GAP: Agreed as I said above, yet I go back if IDF knew UN post was there, Hezbollah was there then it is not an excuse to bomb the UN. Someone else mentioned it here earlier. Additionally, the UN was ending its mission in 4 days, looking at the speed their ground invasion is progressing, the IDF could have waited 4 days before bombing the UN post.

To sum it: the report indicates the IDF was not deliberately attacking the post, yet they were hitting very close to it due to suspected activities around the UN post. However, that is not an excuse to bomb the UN post nor anywhere close that could endanger the UN observers, especially if they were leaving in 4 days. Someone here said Israel wants to win, I'd add they want to Win by any way or shape.


----------



## Weinie (27 Jul 2006)

Since none of us were there, nor have any inside information on what was "really" happening on the ground, I would suggest that this entire argument of right or wrong is moot.


----------



## 1feral1 (27 Jul 2006)

CanadaPhil said:
			
		

> Tamouh???
> 
> Did you actually read the last few paragraphs....
> 
> ...




Your waisting your time Phil, this guy would argue the sky is green, after all, we know what he really wants on here. 

Honestly though, he has carved his place on here, and he should not or never be taken seriously.

Ignore him.

Wes


----------



## HItorMiss (27 Jul 2006)

Hmmm you mean fighting a WAR requires winning by any and all means as swiftly as possible to stop your enemy and lessen the blood shed of innocents?

Jeez who would have thought that strategy up?

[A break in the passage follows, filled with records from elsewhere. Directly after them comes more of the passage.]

PR #4280, opened 2020-04-02
cli: link cli-ext plugin with cli version (close #4105)

### LINKED ISSUE #4105: link cli-ext with hasura cli
Currently, `cli-ext` plugin manifest is placed under the plugins index repo which points to the latest version.

We need to link the `cli-ext` with the hasura cli version.

arvi3411301:
### Description
This PR adds the support to force install `cli-ext` plugin with the same version of cli.

### Changelog

### Affected components

- [ ] Server
- [ ] Console
- [x] CLI
- [ ] Docs
- [ ] Community Content
- [x] Build System
- [ ] Tests
- [ ] Other (list it)

### Related Issues
#4105 

### Solution and Design
If `CLISemVer` is set to nil and the plugin is not installed, CLI will try to install latest version from the plugin index.
If `CLISemVer` is set to nil and the plugin is already installed, CLI will return `ErrIsAlreadyInstalled`
If `CLISemVer` is a valid semver and the plugin is already installed with a different version, CLI will try to install plugin with `CLISemVer`


shahidhk:
@arvi3411301 If the plugin is being installed in background, will a corresponding log line be shown?

PR #4282, opened 2020-04-02
Produce coverage report for 'dev.sh graphql-engine' too

jberryman:
I find this useful during development.


jberryman:
https://github.com/hasura/graphql-engine/pull/4360 instead I guess

PR #4283, opened 2020-04-03
run_sql modifies the schema cache if the query is an DDL one

codingkarthik:
* If check_metadata_consistency is set, it will override it

### Description

Previously, when a `run_sql` is set without `check_metadata_consistency`,  `queryModifiesSchemaCache` was set to `true`, this PR check if whether the SQL query is an DDL one and if it is then only set `queryModifiesSchemaCache` to true
### Changelog

### Affected components

- [x] Server
- [ ] Console
- [ ] CLI
- [ ] Docs
- [ ] Community Content
- [ ] Build System
- [ ] Tests
- [ ] Other (list it)

#### Catalog upgrade

- [ ] No
- [ ] Yes

#### Metadata

- [x] No
- [ ] Yes
    - [ ] Yes
    - [ ] Not required
    - [ ] Yes
    - [ ] Not required
    - [ ] Yes
    - [ ] Not required

#### GraphQL
   
   

#### Breaking changes

- [x] No Breaking changes

  1. Metadata API

     Existing `query` types:
     - [ ] Change in error code
     

  2. GraphQL API

     Schema Generation:
     
     
     Schema Resolve:-
     
  3. Logging


server/src-lib/Hasura/Server/Query.hs
```diff
@@ -259,10 +259,10 @@ queryModifiesSchemaCache (RQV1 qi) = case qi of
   RQAddCollectionToAllowlist _    -> True
   RQDropCollectionFromAllowlist _ -> True
 
-  RQRunSql RunSQL{rTxAccessMode, rCheckMetadataConsistency}  ->
+  RQRunSql RunSQL{ .. }  ->
     case rTxAccessMode of
       Q.ReadOnly  -> False
-      Q.ReadWrite -> fromMaybe True rCheckMetadataConsistency
+      Q.ReadWrite -> fromMaybe (containsDDLKeyword rSql) rCheckMetadataConsistency
```
lexi-lambda, line 265: It seems like a lot of logic for this is now duplicated between `runRunSQL` and `queryModifiesSchemaCache`, which is mildly unfortunate. It’s also a little sad because it means that `Hasura.Server.Query` has to know about `containsDDLKeyword`, which is really an implementation detail of `Hasura.RQL.DDL.Schema`.

Could we factor out this logic into a common function that encapsulates all the rules about whether or not `run_sql` should rebuild the schema cache, then export that function instead of `containsDDLKeyword`? Then we’d have a single source of truth for the rules, since both `runRunSQL` and `queryModifiesSchemaCache` could use that function to make the choice.

codingkarthik: Yes, it will make more sense to write a common function which decides whether a schema cache rebuild is required.

 I have made a common function `isSchemaCacheBuildRequiredRunSQL` and I'm referencing it from the appropriate places.

PR #4286, opened 2020-04-03
console: keep entire graphiql in the viewport

rikinsk:
### Description

Ensure that entire graphiql is within the viewport even with 2 headers (as we would typically always have content-type and admin-secret)

### Changelog

### Affected components

- [x] Console

### DIFF
--- a/console/src/components/Common/Common.scss
+++ b/console/src/components/Common/Common.scss
@@ -1328,7 +1328,7 @@ code {
 
 // keep graphiql in viewport
 .graphQLHeight {
-  height: calc(100vh - 360px);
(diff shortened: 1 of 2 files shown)


beerose:
It feels weird, how it ends, doesn't it?
Screenshot 2020-04-03 at 14 03 31

beerose:
This is just a suggestion -- but what about adding box-shadow? Below is an example, it can look different.
Screenshot 2020-04-03 at 14 16 37

rikinsk:
@beerose added box shadow and reduced height by 10px more to better fit

PR #4290, opened 2020-04-03
console: set allowJs compiler flag for type checker

beerose:
### Description

This PR is setting `allowJs` compiler option to `true` for `ForkTsCheckerWebpackPlugin`. It allows the type checker to transpile JS files. In other words, if we want to import JS module to TS file, we don't have to provide typings. The type checker will get them.
Especially useful when migrating from JS to TS.

This change only affects the TypeScript experience. 

Also, in order to enable this flag, I needed to install typings for `lodash` and `ws` since they are not in peer dependencies of the their parent libs. I also provided declaration for `SvgPanZoom` because of the lack of proper typings  in `graphql-voyager` ([issue](https://github.com/APIs-guru/graphql-voyager/issues/91)).

### Affected components

- [x] Console


rikinsk:
No UX changes. @wawhal Will merge post your approval

Issue #4142, opened 2020-03-18
console: incorporate filter and check for update permissions


tirumaraiselvan:
Filter and check for update permissions were introduced in #3804

wawhal:
- We'll have a tabbed layout at the update permissions
- The conditions will  be called `pre-update` and `post-update
- While referring to these permissions while setting other permissions, it'll display (`same as pre-update` and `same as post-update`)

PR #4313, opened 2020-04-06
console: allow setting filter and check for update permissions

beerose:
Solves https://github.com/hasura/graphql-engine/issues/4142

### Description

This PR incorporates server changes introduced in https://github.com/hasura/graphql-engine/pull/3804.
It adds tabs `Post update`(filter) and `Pre update`(check) for update permissions. 

Screenshot 2020-04-21 at 13 01 20

Note: I tried to keep this PR as small as possible.

### Changelog

### Affected components

- [x] Console


beerose:
> we can put the help texts only rows satisfying the check will be updatable and rows must satisfy the check after update as tooltips instead of just text. (This does make the UI look better but I am not sure of it is the best UX. What are your thoughts? You can chose to do this or ignore this based on your feel. I will be asking others for feedback about this later anyway.)

@rikinsk I think it makes sense since `pre/post-update check` labels are already quite self-explanatory. I will add tooltips.

console/src/declaration.d.ts
```diff
@@ -6,3 +6,5 @@ declare module '*.scss' {
 declare namespace SvgPanZoom {
   export interface Instance {}
 }
+
+declare module 'react-bootstrap/lib/Tooltip';
```
wawhal, line 10: Can you just add the react-bootstrap from definitelyTyped?

beerose: Yeah, I tried. But typings are not exported properly. Will investigate later.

Tamouh, If I was an Officer and I had a known enemy hiding within close proximity of a UN bunker using it's neutral protection for a fighting position I don't think I could order my troops not to fire on it. When it comes to my life and the life of my men vs the life of UN observes and civilians being used as shields, I find I side with my life and my troop's life. Also by eliminating the use of that postion or the ability for my enemy to think that non-combatant's and neutral observers can be used as shields also means that it may stop their use at a future date seeing as they have lost their use as protection.

My above does not mean that the loss of those 4 UN observers is not tragic nor something not to be morned, but it does mean I at least see why it happened.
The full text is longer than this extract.